My experience of stereo audio is this:

  • When sitting somewhere near the middle between two speakers and listening to a ‘purist’ stereo recording, I perceive a stable, compelling 3D space populated by the instruments and voices in different positions.
  • The scene can occasionally extend beyond the speakers (and this is certainly the case with recordings made using Q-Sound and other such processes).
  • Turning my head, the image stays plausible.
  • If I move position, the image falls apart somewhat, but when I stop moving it stabilises again into a plausible image – although not necessarily resembling what I might have expected it to be prior to moving.
  • If I move left or right, the image shifts in the direction of the speaker I am moving towards.

An article in Sound On Sound magazine may contain the most perceptive explanation I have seen:

The interaction of the signals from both speakers arriving at each ear results in the creation of a new composite signal, which is identical in wave shape but shifted in time. The time‑shift is towards the louder sound and creates a ‘fake’ time‑of‑arrival difference between the ears, so the listener interprets the information as coming from a sound source at a specific bearing somewhere within a 60‑degree angle in front.

This explanation is more elegant than the one that simply says that if the sound from one speaker is louder we will tend to hear it as if coming from that direction – I have always found it hard to believe that such a ‘blunt’ mechanism could give rise to a precise, sharp 3D image. Similarly, it is hard to believe that time-of-arrival differences on their own could somehow be relayed satisfactorily from two speakers unless the user’s head was locked into a fixed central position.

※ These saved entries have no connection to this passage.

PR #1192, opened 2022-04-28
fix(solc): flatten import aliases

rkrasiuk:
## Motivation

addresses [foundry#1440](https://github.com/foundry-rs/foundry/issues/1440)

## Solution

This PR includes: 
- More robust regex for import statement parsing in case of `solang` failure
- Partial support for import aliases: any explicit import alias will be replaced with its original name 

Known Issues: 
- Since alias replacement rewrites the contents of the file, any previous data unit location might be incorrect. This is a temporary solution and is based on the assumption that any usage of an alias happens after all of the import statements. 

## PR Checklist

- [x] Added Tests
- [x] Added Documentation
- [ ] Updated the changelog

### DIFF
--- a/ethers-solc/src/resolver/parse.rs
+++ b/ethers-solc/src/resolver/parse.rs
@@ -14,7 +14,7 @@ pub struct SolData {
     pub license: Option<SolDataUnit<String>>,
     pub version: Option<SolDataUnit<String>>,
     pub experimental: Option<SolDataUnit<String>>,
-    pub imports: Vec<SolDataUnit<PathBuf>>,
+    pub imports: Vec<SolDataUnit<SolImport>>,
     pub version_req: Option<VersionReq>,
     pub libraries: Vec<SolLibrary>,
     pub contracts: Vec<SolContract>,
@@ -39,7 +39,7 @@ impl SolData {
     pub fn parse(content: &str, file: &Path) -> Self {
         let mut version = None;
         let mut experimental = None;
-        let mut imports = Vec::<SolDataUnit<PathBuf>>::new();
+        let mut imports = Vec::<SolDataUnit<SolImport>>::new();
         let mut libraries = Vec::new();
         let mut contracts = Vec::new();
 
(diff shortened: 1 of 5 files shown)


rkrasiuk:
@mattsse @gakonst this PR is ready for review. updated the description as well ✔️

ethers-solc/src/utils.rs
```diff
@@ -35,6 +40,19 @@ pub static RE_SOL_SDPX_LICENSE_IDENTIFIER: Lazy<Regex> =
 /// A regex used to remove extra lines in flatenned files
 pub static RE_THREE_OR_MORE_NEWLINES: Lazy<Regex> = Lazy::new(|| Regex::new("\n{3,}").unwrap());
 
+/// Create a regex that matches any library or contract name inside a file
+pub fn create_contract_or_lib_name_regex(name: &str) -> Regex {
+    regex::Regex::new(&format!(r#"(?:using\s+(?P<n1>{name})\s+|is\s+(?:\w+\s*,\s*)*(?P<n2>{name})(?:\s*,\s*\w+)*|(?:(?P<ignore>(?:function|error|as)\s+|\n[^\n]*(?:"([^"\n]|\\")*|'([^'\n]|\\')*))|\W+)(?P<n3>{name})(?:\.|\(| ))"#, name = name)).unwrap()
+}
```
mattsse, line 46: let's make this also a Lazy?

ethers-solc/src/resolver/parse.rs
```diff
@@ -164,57 +203,41 @@ impl SolLibrary {
...
+
     /// Returns the underlying data for the unit
     pub fn data(&self) -> &T {
         &self.data
     }
 
     /// Returns the location of the given data unit
-    pub fn loc(&self) -> (usize, usize) {
-        (self.loc.start, self.loc.end)
+    pub fn loc(&self) -> &Range<usize> {
```
mattsse, line 232: should we clone/copy here?

mattsse (approved):
awesome!
tests looking good!

ethers-solc/src/utils.rs
```diff
@@ -41,9 +41,11 @@ pub static RE_SOL_SDPX_LICENSE_IDENTIFIER: Lazy<Regex> =
...
 
 /// Create a regex that matches any library or contract name inside a file
-pub fn create_contract_or_lib_name_regex(name: &str) -> Regex {
-    regex::Regex::new(&format!(r#"(?:using\s+(?P<n1>{name})\s+|is\s+(?:\w+\s*,\s*)*(?P<n2>{name})(?:\s*,\s*\w+)*|(?:(?P<ignore>(?:function|error|as)\s+|\n[^\n]*(?:"([^"\n]|\\")*|'([^'\n]|\\')*))|\W+)(?P<n3>{name})(?:\.|\(| ))"#, name = name)).unwrap()
-}
+pub static CREATE_RE_CONTRACT_OR_LIB_NAME: Lazy<fn(s: &str) -> Regex> = Lazy::new(|| {
+    |name: &str| {
+        regex::Regex::new(&format!(r#"(?:using\s+(?P<n1>{name})\s+|is\s+(?:\w+\s*,\s*)*(?P<n2>{name})(?:\s*,\s*\w+)*|(?:(?P<ignore>(?:function|error|as)\s+|\n[^\n]*(?:"([^"\n]|\\")*|'([^'\n]|\\')*))|\W+)(?P<n3>{name})(?:\.|\(| ))"#, name = name)).unwrap()
+    }
+});
```
mattsse, line 48: oh my bad, didn't realize that this is dynamic and requires `name`, so making this static is kinda pointless, you had it of course right before.

gakonst (approved):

The Sound On Sound explanation says that by reproducing the sound from two spaced transducers that can reach both ears, the relative amplitude also controls the relative timing of what reaches the ears, thus giving a timing-based stereo image that, it appears, is reasonably stable with position and head rotation. This is not a psychoacoustic effect where volume difference is interpreted as a timing difference, but the literal creation of a physical timing difference from a volume difference.

There must be timbral distortion because of the mixing of the two separately-delayed renditions of the same impulse at each ear, but experience seems to suggest that this is either not significant or that the brain handles it transparently, perhaps because of the way it affects both ears.

Blumlein’s Patent

Blumlein’s original 1933 patent is reproduced here. The patent discusses how time-of-arrival may take precedence over volume-based cues depending on frequency content.

It is not immediately apparent to me that what is proposed in the patent is exactly what goes on in most stereo recordings. As far as I am aware, most ‘purist’ stereo recordings don’t exaggerate the level differences between channels, but simply record the straight signal from a pair of microphones. However, the patent goes on to make a distinction between “pressure” and “velocity” microphones which, I think, corresponds to omni-directional and directional microphones. It is stated that in the case of velocity microphones no amplitude manipulation may be needed. The microphones should be placed close together but facing in different directions (often called the ‘Blumlein Pair‘) as opposed to being spaced as “artificial ears”.

Blumlein -Stereo.png

Blumlein Pair microphone arrangement

The Blumlein microphones are bi-directional i.e. they also respond to sound from the back.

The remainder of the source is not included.